在所有期盼的眼神中无意间对上了一双迷茫的、晶亮的黑色眼眸。

眼睛的主人带着巨大的口罩,挡住了白皙柔和的下半张脸。小姑娘在嘈乱纷杂的人群中被挤的跌跌撞撞,明明自己也稳不住身形却还费力地试图搀扶旁边的女孩。两个人的年纪看起来都不大,她甚至没有看这边,只是下意识地跟阻拦她们的人解释着什么。

他收回了视线。

男人的眉心微拧,一路被人送着从专用通道来到了地下车库,低调黑色商务车的后座被提前拉开,助理小跑着从另一边绕着上车。

楚喻也跟了上来,跟刘寅格握手后表示:“今天的事情梅奥会给陆总一个说法。”梅奥一向注重病人的隐私,这次却被人找上门来闹事。

“无论是起诉还是调查,我们都会配合。”

这便是要全力追究法律责任的意思,刘寅格被对方的严肃态度震到,倒不好发脾气来……犹豫着回身看向上司。
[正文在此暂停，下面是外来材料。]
PR #1516, opened 2024-09-27
Do not exit in Post to Portal

JVickery-TBS:
fix(cli): post to portal no flop;

- Do not exit on ValidationErrors.

### DIFF
--- a/ckanext/canada/cli.py
+++ b/ckanext/canada/cli.py
@@ -355,17 +355,43 @@ def _copy_datasets(source, user, mirror=False, verbose=False):
             elif target_deleted:
                 action = 'updated'
                 reason = 'undeleting on target'
-                portal.action.package_update(**source_pkg)
-                for r in source_pkg['resources']:
-                    target_hash[r['id']] = r.get('hash')
-                action += _add_datastore_and_views(source_pkg, portal, target_hash, source, verbose=verbose)
+                try:
+                    portal.action.package_update(**source_pkg)
+                except ValidationError as e:
+                    #TODO: flag source package with failure
+                    #TODO: report errors to sysadmins??
+                    action += '\n package-update-failed for ' + package_id + ' ' + str(e)
+                    if verbose:
+                        action += '\n    Failed with ValidationError: %s' % traceback.format_exc()
+                    pass
+                else:
+                    for r in source_pkg['resources']:
+                        target_hash[r['id']] = r.get('hash')
+                    action += _add_datastore_and_views(source_pkg, portal, target_hash, source, verbose=verbose)
             elif target_pkg is None:
                 action = 'created'
-                portal.action.package_create(**source_pkg)
-                action += _add_datastore_and_views(source_pkg, portal, target_hash, source, verbose=verbose)
+                try:
+                    portal.action.package_create(**source_pkg)
+                except ValidationError as e:
+                    #TODO: flag source package with failure
+                    #TODO: report errors to sysadmins??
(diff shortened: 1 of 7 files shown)


wardi (approved):

ckanext/canada/model.py
```diff
@@ -0,0 +1,83 @@
...
+        if not package_id:
+            return None
+
+        q = meta.Session.query(self).autoflush(True).filter_by(package_id=package_id)
+        if for_update:
+            q = q.with_for_update()
+        return q.first()
+
+    @classmethod
+    def upsert(self, package_id, reason_code=None, error=None):
```
wardi, line 38: by convention
```suggestion
    def upsert(cls, package_id, reason_code=None, error=None):
```

ckanext/canada/model.py
```diff
@@ -0,0 +1,83 @@
...
+    __tablename__ = 'package_sync'
+
+    id = Column(Integer, primary_key=True, autoincrement=True)
+    package_id = Column(Unicode)
+    created = Column(DateTime, default=datetime.datetime.now())
+    reason_code = Column(Unicode)
+    error = Column(Unicode)
+
+    @classmethod
+    def get(self, package_id, for_update=False):
```
wardi, line 27: `cls` here too

ckanext/canada/model.py
```diff
@@ -0,0 +1,83 @@
...
+
+    @classmethod
+    def upsert(self, package_id, reason_code=None, error=None):
+        '''Sets and returns a package_sync object referenced by its package_id.'''
+        package_sync = self.get(package_id, for_update=True)
+
+        if package_sync:
+            package_sync.reason_code = reason_code
+            package_sync.error = error
+            package_sync.created = datetime.datetime.now()
```
wardi, line 45: datetime.now() is a naive local datetime, better to use utc or a timezone-aware datetime

ckanext/canada/schemas/dataset.yaml
```diff
@@ -56,6 +56,25 @@ sidebar_show_fields:
...
+
+- field_name: out_of_sync
+  label:
+    en: Out of Sync with Portal
+    fr: FR Out of Sync with Portal FR
+  form_snippet: null
+  display_snippet: null
+  validators: ignore_missing ignore_not_sysadmin boolean_validator
+  #FIXME: output_validators not working...
+  output_validators: output_boolean_validator
```
wardi, line 76: I wouldn't duplicate these fields in the dataset schema because updating dataset metadata is really slow. Can't you query them from your new table when you need them instead?

ckanext/canada/cli.py
```diff
@@ -1947,3 +2036,76 @@ def _drop_function(name, verbose=False):
...
+                    if verbose:
+                        click.echo('Package %s does not exist on Registry. Skipping...' % _package['id'])
+                    pass
+        else:
+            results = False
+    click.echo('Done!')
+
+
+@canada.command(short_help="Reinitalize database tables.")
+def init_db():
```
wardi, line 2100: https://docs.ckan.org/en/2.10/extensions/best-practices.html?highlight=migration#use-migrations-when-introducing-new-models

JVickery-TBS:
Because the flagging in this cannot really be done as it is inside of the Portal global app context at that point, going to close this one in favour of: https://github.com/open-data/ckanext-canada/pull/1519

The Harvest extension will give us more useful features like UIs and emailing failures etc. Post to Portal is a main feature of our workflow and we have nothing that alerts us of failures, and no great way to debug. We just have one log file which gets truncated every 10-15 minutes.

PR #1519, opened 2024-10-08
PortalSync Harvester (ckanext-harvest)

JVickery-TBS:
@wardi this implements ckanext-harvest as a subclassed plugin (to tighten up some security things with views and for some translation stuff to come).

This is mainly for the really good reports and database stuff from ckanext-harvest. The idea was to just rework the old CLI code for post-to-portal and copy-datasets into a Harvester class for the harvest plugin.

This way we get to see what failed, what didn't need updating, what got deleted, and what is getting created/updated. All of this available in sysadmin views. There is a command to clear out these reports, which I imagine we will do a 30 day type thing and set that to a cron execution. So the DB won't get bogged with these "post to portal" reports.

Let me know what your first thoughts are for it.


JVickery-TBS:
I think my big issue here is the switching between the Registry and Portal application stacks, because even switching to the Portal one in the Fetch and Import stages, we need to save object errors in there, and as it is currently, those object errors would be saved into the Portal database, which is absolutely not want I want it to do.

So I am beginning to understand why the original CLI command did the subprocess with the data piping into the Portal ckan commands. So I think that might be the only way to actually accomplish this still. I will try to pipe the data into a `ckanapi action <action_name> @<pipe_json_data> -c <portal.ini>`.

Because the harvest plugin does one source object at a time in the Fetch and Import stages, I don't think there is a good way to be able to pipe all of the gathered datasets into one ckanapi command.  The only way would be to have one source object to store ALL the gathered packages, but that would prevent any non-broken packages from getting synced, which is really what we are trying to get past right now.

So this needs some work still for sure, just to figure out how to get the stuff into the Portal in the Fetch and Import stages whilst still being in the Registry app context.

ckanext/canada/harvesters.py
```diff
@@ -0,0 +1,616 @@
...
+                           and_(HarvestObject.harvest_job_id == HarvestJob.id,
+                                HarvestObject.current == False,  # noqa: E712
+                                HarvestObject.report_status != 'not modified'))
+                .options(contains_eager(HarvestJob.objects))
+                .order_by(HarvestJob.gather_started.desc()))
+        # now check them until we find one with no fetch/import errors
+        # if objects count is 0, job was error free
+        for job in jobs:
+            if len(job.objects) == 0:
+                return job
```
wardi, line 126: Do this part in the SQL so that you don't have postgres sending you all the records to iterate over in python, which could be really slow.

ckanext/canada/harvesters.py
```diff
@@ -0,0 +1,616 @@
...
+        log.info('Searching for activity since: %s UTC', get_changes_since)
+
+        data = self.registry.action.changed_packages_activity_timestamp_since(since_time=last_time.isoformat())
+        if not data:
+            # There is no activity since last successful run
+            return []
+
+        registry_packages = []
+
+        for result in data:
```
wardi, line 194: the same package id will often appear many times in a row when updates are done, better to get a set of package ids to eliminate duplicate work like the old script does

陆闲放在西装裤上的左手抬了下,他从来不在这种事上费神,准备公事公办地交给梅奥。可某瞬间,脑海里却猛然闪过那个小小的、可怜的身影。

还有那双迷茫的眸子。

男人问:“她们年纪多大?”

楚喻估摸了一下那几个疯癫的白人姑娘的岁数,欧美人早熟,青少年做事往往是最不计后果的:“十六七岁吧,还在读书。”

“那个华裔也是?”

“华裔?”楚喻下意识皱眉,这次的事情是当地一所中学白人姐妹会的自发行为,怎么会有华裔?

突然,他脑子里电光火石之间想到混乱之中一闪而过的熟悉身影,陆闲在休息室的夸赞和如今再次提起的样子让他有些警惕,眼底的笑容变得冷淡起来。

他一本正经地严肃道:“应该是一起的吧。很疯狂的行为呢。”

“看起来是会为了追星放弃前程,伤害自己也伤害他人的女孩。太年轻也太冲动。陆总也得少接触这样的人,免得再出当年的意外。”

他一番话说的行云流水,大胆又刺耳,搞得刘寅格莫名其妙地看了一眼楚喻——这主管怎么突然情商下线,故意惹陆总不快。

果然,听到这番话后陆闲也再没有问下去,仿佛有些疲惫地摆了下手:

“楚先生代为处理就好。”

楚喻颔首,目送着客户的车缓缓驶离,他的神色从方才令人如沐春风的笑容一下子变得冷漠起来,对旁边的助理吩咐:“今晚和约翰霍普金斯的纱迩女士通个电话,跟她说,如果还想要我们帮忙说服陆氏投资,就让国际医生组织赶紧把Anna调离乌干达。她和陆氏那边的联系全都给我断掉!”

助理不懂这八杆子打不着的逻辑是怎么建立起来的,“啊?”了一声。

却只见自家老板转眼又变脸,笑眯眯地推门进了办公室,语气和善又温柔:

“小盈。”

楚辞盈方才从混乱中脱身,尴尬地无所适从。楚喻让她好好反省,她却偷溜出去看热闹,还差点被当成闹事的人丢出梅奥,要不是埃德隔着口罩和几十米认出她来,她就连哥哥的一世英名一起丢人丢到老家了。

少女倚靠在离门最近的位置,没有往里面走,看着男人脱掉西服妥帖地挂好,从容不迫地坐到主位。此时距离他刚才离开前留下的时间限制,正正好好两个小时。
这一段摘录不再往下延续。